INFORMATION PROVIDED:
PR #473, opened 2015-03-26
[PSR-10][WIP] initial draft for a security disclosure PSR

lsmith77:
as discussed on the list we decided it would make more sense to split the security disclosure aspect from the security reporting aspect (https://github.com/php-fig/fig-standards/pull/393/files).

### DIFF
--- a/proposed/security-disclosure-publication.md
+++ b/proposed/security-disclosure-publication.md
@@ -1,0 +1,85 @@
+## Introduction
+
+There are two aspects with dealing with security issues: One is process
+by which security issues are reported and fixed in projects, the other
+is how the general public is informed about the issues and any remedies
+available. While PSR-9 addresses the former, this PSR, ie. PSR-10, deals with
+the later. That is how security issues are disclosed and what format such
+disclosures should follow. Especially today where PHP developers are sharing
+code across projects more than ever, this PSR aims to ease the challenges in
+keeping an overview of security issues in all dependencies and the steps 
+required to address them.
+
+The key words "MUST", "MUST NOT", "REQUIRED", "SHALL", "SHALL NOT", "SHOULD",
+"SHOULD NOT", "RECOMMENDED", "MAY", and "OPTIONAL" in this document are to be
+interpreted as described in [RFC 2119][].
+
+[RFC 2119]: http://tools.ietf.org/html/rfc2119
+
+## Goal
+
+The goal of this PSR is to give project leads a clearly defined approach
+to allowing end users to discover security disclosures including a clearly
+defined structured format for disclosures.
+
+## Disclosure Discovery
+
+Every project MUST provide a link to its security vulnerability database in
+an obvious place. Ideally this should be on the main domain of the given
+project. This MAY be a sub-domain in case it is a sub-project of a larger
+initiative. If the project has a dedicated page for its disclosure process
+discovery then this is also considered a good place for this link.
+The link MAY use the custom link relation ``php-vuln-disclosures``,
+ie. for example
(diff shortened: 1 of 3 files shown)


zerocrates:
There are some inconsistencies with the meta doc and schema (ignoring problems with validity, since the older all-in-one PR admitted that the draft schema probably wasn't valid anyway) that make it a little hard to tell whether certain things are actually parts of the proposal.

These mostly feel like little typos and mismatches between the two documents, but in several cases there are a few reasonable interpretations of what the actual intent is.

* The set of mitigation types doesn't include `vendor fix`. Since it's mentioned in the meta-doc, I assume that's just an oversight
* The placement and naming of the `affected` element makes it seem like it's supposed to be the versions the *vuln* affects, but the schema has `affected` within the `remediation` element. The result is that it's not clear whether the remediations, the vuln, or both, will be able to specify applicable versions.
* There's a `summary` element defined within the remediation type that's not mentioned in the metadoc (generally, the metadoc seems to imply a flat structure where the different remediation-related elements are siblings, while the schema doc instead has a `remediation` element with children)
* As currently written with the repeatable `choice`, each remediation can contain an unlimited number of summaries, affected version declarations, and types. Since the remediations themselves repeat, it seems that one or all of those child elements is meant to instead have a maximum of 1

proposed/security-disclosure-publication.md
```diff
@@ -0,0 +1,84 @@
...
+ie. for example
+``<link rel="php-vuln-disclosures" href="http://example.org/disclosures"/>``.
+
+Note that projects MAY choose to host their disclosure files on a domain
+other than their main project page. It is RECOMMENDED to not store the
+disclosures in a VCS as this can lead to the confusions about which branch
+is the relevant branch. If a VCS is used then additional steps should be taken
+to clearly document to users which branch contains all vulnerabilities for
+all versions. If necessary projects MAY however split vulnerability disclosure
+files by major version number. In this case
```
stof: the sentence is incomplete here

lsmith77: fixed

lsmith77:
noted in the intro that this is PSR-10

mlhess:
Speaking for Drupal here.  
* severity (low, medium high)
Should be clarified some place.  (Forgive me if I missed it) 
In Drupal space, we worked to create something that calculates the risk and then gives a score, the score is from the following questions:

Access complexity: how difficult is it for the attacker to leverage the vulnerability? *
Authentication: what privilege level is required for an exploit to be successful? *
Confidentiality impact: does this vulnerability cause non-public data to be accessible? *
Integrity impact: can this exploit allow system data (or data handled by the system) to be compromised? *
Zero-day impact: does a known exploit exist? *
Target distribution: what percentage of module users are affected? *

The questions come in part from the NIST standards.

barryvdh:
As this PSR is supposed to automate things, will this also link to patches, updates etc? For example, Magento 1 releases a .sh patch to fix security issues. I can imagine that it would be useful to automate the downloading/discovery of those patches.
But you might also want to link to the releases notes, a press releases, download page etc. Should an (optional) distinction of the link type be made?

lsmith77:
@mlhess yeah severity is tricky and opens up a lot of questions, which might be beyond what we can cover in this standard. ie if we try to solve that, we might never get done. so we may need to leave it to the source to define their concept of severity.

lsmith77:
@barryvdh the idea is indeed to enable providing information about what steps to take to download fixes and how to apply them. however we also do not want to complicate things by becoming a build system of sorts. imho it makes more sense for people to start investigating into composer and post install scripts.

mlhess:
@lsmith77 can we keep a field for it in there and maybe some simple guidance on how to classify issues?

WORK INSTRUCTIONS:
Copy out every line of the data in which the word "more" is found.

RESPONSE BELOW:
as discussed on the list we decided it would make more sense to split the security disclosure aspect from the security reporting aspect (https://github.com/php-fig/fig-standards/pull/393/files).
+code across projects more than ever, this PSR aims to ease the challenges in
@barryvdh the idea is indeed to enable providing information about what steps to take to download fixes and how to apply them. however we also do not want to complicate things by becoming a build system of sorts. imho it makes more sense for people to start investigating into composer and post install scripts.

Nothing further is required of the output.